Material for the task Start Marker

PR #1249, opened 2022-08-28
fix: support .mts and .cts out of the box

RebeccaStevens:

This PR contains:

- [x] bugfix
- [ ] feature
- [ ] refactor
- [ ] documentation
- [ ] other

Are tests included?

- [ ] no

Breaking Changes?

- [x] no

### Description

Currently out of the box the `typescript` plugin only supports `.ts` and `.tsx` extensions. This PR adds support for `.mts` and `.cts` as well without the user needing to modify the `includes` option.

Additionally only `.d.ts` were supported as type declaration files, this PR also adds support for `.d.mts` and `.d.cts` files.

### DIFF
--- a/packages/typescript/src/index.ts
+++ b/packages/typescript/src/index.ts
@@ -17,6 +17,9 @@ import { preflight } from './preflight';
 import createWatchProgram, { WatchProgramHelper } from './watchProgram';
 import TSCache from './tscache';
 
+/**
+ * The glob pattern used to test if a given file extension corresponds to a TypeScript file.
+ */
 const defaultTsExtensionsGlob = '?(m|c)ts+(|x)';
 
 export default function typescript(options: RollupTypescriptOptions = {}): Plugin {
--- a/packages/typescript/src/index.ts
+++ b/packages/typescript/src/index.ts
@@ -3,7 +3,7 @@ import * as path from 'path';
 import { createFilter } from '@rollup/pluginutils';
 
 import { Plugin, RollupOptions, SourceDescription } from 'rollup';
-import type { Watch } from 'typescript';
+import type { ResolvedModuleFull, Watch } from 'typescript';
 
 import { RollupTypescriptOptions } from '../types';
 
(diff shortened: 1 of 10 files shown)


packages/typescript/src/index.ts
```diff
@@ -17,6 +17,8 @@ import { preflight } from './preflight';
 import createWatchProgram, { WatchProgramHelper } from './watchProgram';
 import TSCache from './tscache';
 
+const defaultTsExtensionsGlob = '?(m|c)ts+(|x)';
```
NotWoods, line 20: It would be great to have a doc comment here to explain what patterns this glob is matching, so future contributors know :)

packages/typescript/src/index.ts
```diff
@@ -110,7 +116,8 @@ export default function typescript(options: RollupTypescriptOptions = {}): Plugi
       const resolved = resolveModule(importee, containingFile);
 
       if (resolved) {
-        if (resolved.extension === '.d.ts') return null;
+        if (resolved.extension.startsWith('.d.') && resolved.extension.match(/\./g)?.length === 2)
```
NotWoods, line 119: I think we should allow files with multiple `.`s, since `file.with.lots.of.periods.ts` is a valid path

NotWoods (changes requested):

packages/typescript/src/index.ts
RebeccaStevens: added

packages/typescript/src/index.ts
RebeccaStevens: fixed/improved.

perrin4869:
For what it's worth, I think https://github.com/rollup/plugins/pull/1194 already adds support for this?

RebeccaStevens:
Yeah, that's true. It would be good if we can get one of these merged soon as currently libraries using the `.d.mts` extension cannot be used in rollup build environment.

perrin4869:
I think #1194 is more complete and merging this one will only make it harder to resolve conflicts
@NotWoods any chance you can review that PR?
I can resolve the new conflicts but i don't want to keep resolving conflicts indefinitely...

shellscape:
Thanks for the work on this PR. https://github.com/rollup/plugins/pull/1194 supersedes this PR and we've just merged that.

PR #1254, opened 2022-09-03
fix: html template type

flying-sheep:
## Rollup Plugin Name: `html`

This PR contains:

- [x] bugfix
- [ ] feature
- [ ] refactor
- [ ] documentation
- [ ] other

Are tests included?

- [x] no

Breaking Changes?

- [x] no

List any relevant issue numbers: N/A

### Description

An object is always passed.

Material for the task End Marker

## What you will do
Please report every line of the records above that contains the word "preflight".

## Answer to this exercise
@@ -17,6 +17,9 @@ import { preflight } from './preflight';
@@ -17,6 +17,8 @@ import { preflight } from './preflight';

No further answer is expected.